Verschiedenen antisense Oligonukleotide (AONs) haben gezeigt, zu induzieren Exon Aufnahme (Spleiß-Modulation) und SMN Ausdruck für Spinale Muskelatrophie (SMA) zu retten. Hier beschreiben wir ein Protokoll für AON Lipotransfection, Exon Aufnahme in das SMN2 -gen und die Bewertungsmethoden zu ermitteln, die Wirksamkeit bei SMA Patienten Fibroblasten zu induzieren.

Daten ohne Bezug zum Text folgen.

PR #1126, opened 2023-07-03
ClusterControl.joined should cause joining for simpler usage

ktoso:
This hardens singleton handover, sadly it also hits a bug in IRGen which made the impl uglier than I would have wanted to.

This is not to be reviewed yet, I want to give it some runs on CI

### DIFF
--- a/Sources/DistributedCluster/Backoff.swift
+++ b/Sources/DistributedCluster/Backoff.swift
@@ -146,8 +146,6 @@ public struct ConstantBackoffStrategy: BackoffStrategy {
 ///
 /// - SeeAlso: Also used to configure `_SupervisionStrategy`.
 public struct ExponentialBackoffStrategy: BackoffStrategy {
-    // TODO: clock + limit "max total wait time" etc
-
     /// Default values for the backoff parameters.
     public enum Defaults {
         public static let initialInterval: Duration = .milliseconds(200)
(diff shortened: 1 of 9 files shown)


Sources/DistributedCluster/Backoff.swift
```diff
@@ -208,6 +206,39 @@ public struct ExponentialBackoffStrategy: BackoffStrategy {
...
+    /// Attempt to execute the passed `operation` at most `maxAttempts` times while applying the expected backoff strategy.
+    ///
+    /// - Parameters:
+    ///   - operation: The operation to run, potentially multiple times until successful or maxAttempts were made
+    /// - Throws: the last error thrown by `operation`
+    public func attempt<Value>(_ operation: () async throws -> Value) async throws -> Value {
+        var backoff = self
+        var lastError: Error? = nil
+        defer {
+            pprint("RETURNING NOW singleton")
```
yim-lee, line 218: This and L224 probably not intended to keep

Sources/DistributedCluster/DeadLetters.swift
```diff
@@ -220,6 +220,10 @@ public final class DeadLetterOffice {
                 return metadata
             }()
         )
+
+        pinfo("ALL ACTORS: \(self.system?.cluster.node)")
+        self.system?._printTree()
+        print("\n\n======")
```
yim-lee, line 226: intended to keep?

yim-lee (commented):
I _think_ changes in this PR are already covered by https://github.com/apple/swift-distributed-actors/pull/1127 and https://github.com/apple/swift-distributed-actors/pull/1122?

ktoso:
Oh whoops, I did something wrong here with PRs. Let me check if there is anything missing from main still

ktoso:
You're right my bad, this was subsumed already.

PR #1132, opened 2023-07-18
Prevent distributed singletons created during other's init from duping IDs

### LINKED ISSUE #1131: DA spawned by a ClusterSingleton inherits _Props and leads to duplicateActorPath error
I have a cluster singleton (e.g., `Singleton`) that spawns another distributed actor (e.g., `Greeter`) to do some work. 

```swift
distributed actor Singleton: ClusterSingleton {

    private let greeter: Greeter

    init(actorSystem: ActorSystem) {
        self.actorSystem = actorSystem
        self.greeter = Greeter(actorSystem: actorSystem)
    }
}

distributed actor Greeter {

    distributed func greet() {
        print("Hello!")
    }
}
```

I have a test that starts the cluster singleton in a single-node cluster like so:

```swift
        let singleton = try await clusterSystem.singleton.host(name: "test-singleton") { actorSystem in
            Singleton(actorSystem: actorSystem)
        }
```

The test crashes with error:

```
DistributedCluster/ClusterSystem.swift:759: Fatal error: 'try!' expression unexpectedly raised an error: ClusterSystemError(duplicateActorPath(path: /user/test-singleton), at: DistributedCluster/Refs.swift:642)
```

Upon inspecting trace logs I see that `Greeter` has inherited the `_Props` of `Singleton`, which results in the two actors having the same id:

```
2023-07-08T11:31:13-0700 trace test : actor/id=[$wellKnown: test-singleton] actor/type=Singleton cluster/node=sact://test@127.0.0.1:9001 [DistributedCluster] Assign identity
2023-07-08T11:31:13-0700 trace test : actor/id=[$wellKnown: test-singleton] actor/type=Greeter cluster/node=sact://test@127.0.0.1:9001 [DistributedCluster] Assign identity
2023-07-08T11:31:13-0700 trace test : actor/id=[$wellKnown: test-singleton] actor/type=Greeter cluster/node=sact://test@127.0.0.1:9001 [DistributedCluster] Actor ready
2023-07-08T11:31:13-0700 trace test : actor/id=[$wellKnown: test-singleton] actor/type=Singleton cluster/node=sact://test@127.0.0.1:9001 [DistributedCluster] Actor ready
```

The error does NOT occur if `Greeter` is initialized inside a distributed func invoked outside:

```swift
distributed actor Singleton: ClusterSingleton {

    private var greeter: Greeter?

    init(actorSystem: ActorSystem) {
        self.actorSystem = actorSystem
    }
    
    distributed func initGreeter() {
        self.greeter = Greeter(actorSystem: actorSystem)
    }
}

let singleton = try await clusterSystem.singleton.host(name: "test-singleton") { actorSystem in
    Singleton(actorSystem: actorSystem)
}
try await singleton.initGreeter()
```

ktoso:
### Motivation:

We need to "consume" the sneaky way we sneak in the "use this ID" into `assignID`. Without this we'd assign the same ID if someone were to create a singleton DURING the init() of another singleton.

I need to work around a few aggressive assertions that are trying to prevent users doing bad stuff that we actually do want to do here, but this'll work ok.

### Modifications:

We "consume" the "props for spawn" during assignID as it should be. This works because that's code generated as first thing in every distributed actor init.

### Result:

resolves #1131
rdar://112434926

relates to rdar://112433423 which is about a language feature to enable control over this properly.

### DIFF
--- a/Sources/DistributedCluster/Cluster/SWIM/ClusterMembership+Converters.swift
+++ b/Sources/DistributedCluster/Cluster/SWIM/ClusterMembership+Converters.swift
@@ -29,7 +29,11 @@ extension ClusterMembership.Node {
     }
 
     func swimShell(_ system: ClusterSystem) -> SWIMActor {
-        try! SWIMActor.resolve(id: ._swim(on: self.asClusterNode!), using: system) // TODO: the ! is not so nice
+        do {
+            return try SWIMActor.resolve(id: ._swim(on: self.asClusterNode!), using: system)
+        } catch {
+            fatalError("Failed to resolve \(ActorID._swim(on: self.asClusterNode!).detailedDescription): \(error), tree: \n\(system._treeString())")
+        }
     }
 
     var asClusterNode: Cluster.Node? {
--- a/Sources/DistributedCluster/ClusterSystem.swift
+++ b/Sources/DistributedCluster/ClusterSystem.swift
@@ -1013,9 +1013,9 @@ extension ClusterSystem {
             id.metadata.wellKnown = wellKnownName
             id.metadata._props = _PropsShuttle(props: props)
         }
-        if let wellKnownName = props.metadata.remove(forKey: ActorMetadataKeys.__instance.wellKnown) {
-            id.metadata.wellKnown = wellKnownName
-        }
+//        if let wellKnownName = props.metadata.remove(forKey: ActorMetadataKeys.__instance.wellKnown) {
+//            id.metadata.wellKnown = wellKnownName
+//        }
 
         self.log.trace("Assign identity", metadata: [
             "actor/type": "\(actorType)",
--- a/Sources/DistributedCluster/ClusterSystem.swift
+++ b/Sources/DistributedCluster/ClusterSystem.swift
@@ -763,7 +763,7 @@ extension ClusterSystem: _ActorRefFactory {
             return try self._spawn(using: provider, behavior, id: id, props: props)
             // try!-safe, since the naming must have been correct
         } catch {
-            fatalError("THE ID: \(id.fullDescription)\n THE PROPS: \(id.metadata._props?.props)")
+            fatalError("Failed to _spawn DistributedActor, id: \(id.fullDescription); props: \(id.metadata._props?.props), error: \(error)")
         }
     }
 }
--- a/Sources/DistributedCluster/ClusterSystem.swift
+++ b/Sources/DistributedCluster/ClusterSystem.swift
@@ -646,13 +646,12 @@ extension ClusterSystem: _ActorRefFactory {
         try behavior.validateAsInitial()
 
         let incarnation: ActorIncarnation = props._wellKnown ? .wellKnown : .random()
-
         // TODO: lock inside provider, not here
         // FIXME: protect the naming context access and name reservation; add a test
         let id: ActorID = try self.withNamingContext { namingContext in
             let name = naming.makeName(&namingContext)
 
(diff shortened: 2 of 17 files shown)


Sources/DistributedCluster/Cluster/SWIM/ClusterMembership+Converters.swift
```diff
@@ -29,7 +29,11 @@ extension ClusterMembership.Node {
     }
 
     func swimShell(_ system: ClusterSystem) -> SWIMActor {
-        try! SWIMActor.resolve(id: ._swim(on: self.asClusterNode!), using: system) // TODO: the ! is not so nice
+        do {
+            return try SWIMActor.resolve(id: ._swim(on: self.asClusterNode!), using: system)
+        } catch {
+            fatalError("Failed to resolve \(ActorID._swim(on: self.asClusterNode!).detailedDescription): \(error), tree: \n\(system._treeString())")
```
ktoso, line 35: Just improving error message, should not happen in real code but helps debug when we mess up assignID ;)

Sources/DistributedCluster/ClusterSystem.swift
```diff
@@ -1101,9 +1119,9 @@ extension ClusterSystem {
     {
         /// Prepare a distributed actor context base, such that the reserved ID will contain the interceptor in the context.
         let baseContext = DistributedActorContext(lifecycle: nil, remoteCallInterceptor: interceptor)
-        var id = self._assignID(Act.self, baseContext: baseContext)
+         var id = self._assignID(Act.self, baseContext: baseContext)
```
yim-lee, line 1122: nit: extra space

Sources/DistributedCluster/Props.swift
```diff
@@ -79,11 +90,51 @@ public struct _Props: @unchecked Sendable {
...
+        p._wellKnown = self._wellKnown
+        return p
+    }
+
     /// Allows for passing properties to creating a distributed actor.
     @TaskLocal
     internal static var forSpawn: _Props = .init()
 }
 
+/// INTERNAL: Used for shuttling the Props into the ID while performing assignID.
```
yim-lee, line 120: 👍

Tests/DistributedClusterTests/Plugins/ClusterSingleton/ClusterSingletonPluginTests.swift
```diff
@@ -38,4 +39,57 @@ final class ClusterSingletonPluginTests: SingleClusterSystemXCTestCase {
...
+        }
+
+        let singletonID = singleton.id
+        let greeterID = try await singleton.getGreeter().id
+
+        pinfo("singleton proxy    id: \(singletonID)")
+        pinfo("singleton actual   id: \(try await singleton.actualID())")
+        pinfo("singleton(greeter) id: \(greeterID)")
+
+//        singletonID.detailedDescription.shouldContain("test-singleton")
```
yim-lee, line 59: remove?

yim-lee (approved):

Tests/DistributedClusterTests/Plugins/ClusterSingleton/ClusterSingletonPluginTests.swift
ktoso: yup thx

Sources/DistributedCluster/ClusterSystem.swift
ktoso: thx, missed formatter run, fixing

ktoso:
Just one of the jobs had a timeout https://github.com/apple/swift-distributed-actors/issues/1133 failure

Spinaler Muskelatrophie (SMA), eine tödliche neurologische Erkrankung, verursacht durch den Verlust des SMN1, präsentiert einen einmaligen Fall in das Feld der antisense-Oligonukleotid (AON)-Therapie vermittelt. Während SMN1 Mutationen für die Krankheit verantwortlich sind, AONs targeting intronischen Spleißstellen Schalldämpfer (ISS) in SMN2, einschließlich der FDA-zugelassene Nusinersen haben gezeigt, dass Wiederherstellung SMN Ausdruck und die Symptome zu lindern. Derzeit konzentrieren sich viele Studien mit AON-Therapie für SMA auf neuartige AON Chemikalien SMN2 , die effektiver und weniger toxisch als Nusinersen möglicherweise gezielt zu untersuchen. Hier beschreiben wir ein Protokoll für in-vitro- Bewertung der Exon-Aufnahme mit Lipotransfection von AONs gefolgt von reverse Transkription Polymerase-Kettenreaktion (RT-PCR), quantitative Polymerase-Kettenreaktion (qPCR) und westliche Beflecken. Diese Methode kann für verschiedene Arten von AON Chemikalien eingesetzt werden. Mit dieser Methode, wir zeigen, dass AONs bestehend aus abwechselnd gesperrt Nukleinsäuren (LNAs) und DNA-Nukleotide (LNA/DNA-Mixmers) zu effizienten SMN2 Exon Aufnahme und Wiederherstellung des SMN-Protein zu einem sehr niedrigen Konzentration und daher LNA führen / DNA-Mixmer-basierte antisense Oligonukleotide möglicherweise eine attraktive therapeutische Strategie, Spleißen Defekte, die durch genetische Krankheiten zu behandeln. Die in-vitro- Bewertung hier beschriebene Methode ist schnell, einfach und empfindlich genug für die Prüfung von verschiedenen neuartigen AONs.
Spinaler Muskelatrophie (SMA) ist eine tödliche neuromuskuläre Erkrankung in einem autosomal rezessive Muster vererbt. Es zeichnet sich durch den Abbau von Motoneuronen und progressive Stamm und Gliedmaßen Muskel Paralyse1,2. Die Mehrheit der SMA Vorkommen sind eine homozygote Mutation im Survival Motor Neuron 1 (SMN1) gen3. Das Überleben der Motor Neuron 2 (SMN2) Gen ist eine inverse Duplikat des SMN1und hat eine fast identische Sequenz unterscheiden sich durch nur fünf Basen4,5. Ein C-to-Tape-Übergang in SMN2 befindet sich im Exon 7 macht das Gen fast nicht funktionsfähig, weil die Mutation zu wesentlichen Exon 7 führt, in fast 90 % des SMN2 Transkripte (Abbildung 1(eine) ausgeschlossen. SMN2 mRNAs fehlende Exon 7 kann nicht für die SMN1 -Funktion auszugleichen, weil seine Proteinprodukt instabil ist und wird rasch abgebaut.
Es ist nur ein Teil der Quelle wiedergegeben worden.